Provided data START

PR #1035, opened 2018-10-20
ECS-2520MV oscillator footprint

Shackmeister:
other pin 1 style ideas are very welcome, I think these parts quite hard.
Datasheet:
https://www.ecsxtal.com/store/pdf/ECS-2520MV.pdf

ecs_crystal

------------


cpresser:
There is already a similar crystal in the libs: "Crystal_SMD_2520-4Pin_2.5x2.0mm"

Provided data END

• [What the task requires] The answer must be an exact reproduction of all the records.

• [Response]
PR #1035, opened 2018-10-20
ECS-2520MV oscillator footprint

Shackmeister:
other pin 1 style ideas are very welcome, I think these parts quite hard.
Datasheet:
https://www.ecsxtal.com/store/pdf/ECS-2520MV.pdf

ecs_crystal

------------


cpresser:
There is already a similar crystal in the libs: "Crystal_SMD_2520-4Pin_2.5x2.0mm"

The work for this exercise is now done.